- **TASK STATEMENT**
From the listing below, pull out all lines with "java" in them.

- **INPUT DATA**
########################################

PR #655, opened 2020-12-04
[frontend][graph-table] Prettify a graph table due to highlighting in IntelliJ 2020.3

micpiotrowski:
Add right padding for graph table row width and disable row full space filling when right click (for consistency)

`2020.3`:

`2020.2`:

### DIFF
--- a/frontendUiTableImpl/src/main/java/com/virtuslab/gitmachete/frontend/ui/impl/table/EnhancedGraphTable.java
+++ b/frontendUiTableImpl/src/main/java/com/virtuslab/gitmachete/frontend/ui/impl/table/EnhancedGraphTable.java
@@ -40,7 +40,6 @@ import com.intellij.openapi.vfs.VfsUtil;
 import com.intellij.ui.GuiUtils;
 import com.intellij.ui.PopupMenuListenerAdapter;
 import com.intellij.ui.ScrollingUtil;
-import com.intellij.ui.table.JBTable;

########################################

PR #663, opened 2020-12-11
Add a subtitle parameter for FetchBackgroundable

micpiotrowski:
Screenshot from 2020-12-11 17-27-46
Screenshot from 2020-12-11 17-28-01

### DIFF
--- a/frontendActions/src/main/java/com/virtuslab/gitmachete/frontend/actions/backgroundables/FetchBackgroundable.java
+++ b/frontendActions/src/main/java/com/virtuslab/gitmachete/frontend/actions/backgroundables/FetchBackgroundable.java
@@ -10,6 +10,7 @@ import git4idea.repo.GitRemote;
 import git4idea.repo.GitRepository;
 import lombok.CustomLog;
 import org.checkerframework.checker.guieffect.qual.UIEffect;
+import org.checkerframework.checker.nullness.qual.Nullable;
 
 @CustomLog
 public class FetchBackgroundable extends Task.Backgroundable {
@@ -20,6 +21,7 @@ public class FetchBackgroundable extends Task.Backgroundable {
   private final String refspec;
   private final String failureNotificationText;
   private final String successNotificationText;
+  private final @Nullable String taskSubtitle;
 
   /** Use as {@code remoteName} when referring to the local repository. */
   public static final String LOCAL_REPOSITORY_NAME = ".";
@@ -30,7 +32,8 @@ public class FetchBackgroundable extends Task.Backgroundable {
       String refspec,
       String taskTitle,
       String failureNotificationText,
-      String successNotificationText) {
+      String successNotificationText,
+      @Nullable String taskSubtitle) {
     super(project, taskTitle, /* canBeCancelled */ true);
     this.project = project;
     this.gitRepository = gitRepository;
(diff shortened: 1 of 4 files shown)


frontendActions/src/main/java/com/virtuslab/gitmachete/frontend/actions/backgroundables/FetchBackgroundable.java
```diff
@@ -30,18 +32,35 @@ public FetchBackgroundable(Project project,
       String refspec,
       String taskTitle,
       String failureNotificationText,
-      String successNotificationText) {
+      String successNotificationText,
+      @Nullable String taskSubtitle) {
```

########################################

- **RESPONSE AREA**
--- a/frontendUiTableImpl/src/main/java/com/virtuslab/gitmachete/frontend/ui/impl/table/EnhancedGraphTable.java
+++ b/frontendUiTableImpl/src/main/java/com/virtuslab/gitmachete/frontend/ui/impl/table/EnhancedGraphTable.java
--- a/frontendActions/src/main/java/com/virtuslab/gitmachete/frontend/actions/backgroundables/FetchBackgroundable.java
+++ b/frontendActions/src/main/java/com/virtuslab/gitmachete/frontend/actions/backgroundables/FetchBackgroundable.java
frontendActions/src/main/java/com/virtuslab/gitmachete/frontend/actions/backgroundables/FetchBackgroundable.java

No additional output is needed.